● **Task statement**
Through the last line of the entries, please copy every line exactly, starting with the one that contains "from the websocket".

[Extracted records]
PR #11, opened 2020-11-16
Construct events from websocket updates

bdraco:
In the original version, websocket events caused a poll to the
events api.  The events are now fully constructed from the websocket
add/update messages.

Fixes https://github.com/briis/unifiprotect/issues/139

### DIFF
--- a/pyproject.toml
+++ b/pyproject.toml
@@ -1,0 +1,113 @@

● **Solution to this exercise**
events api.  The events are now fully constructed from the websocket
add/update messages.

Fixes https://github.com/briis/unifiprotect/issues/139

### DIFF
--- a/pyproject.toml
+++ b/pyproject.toml
@@ -1,0 +1,113 @@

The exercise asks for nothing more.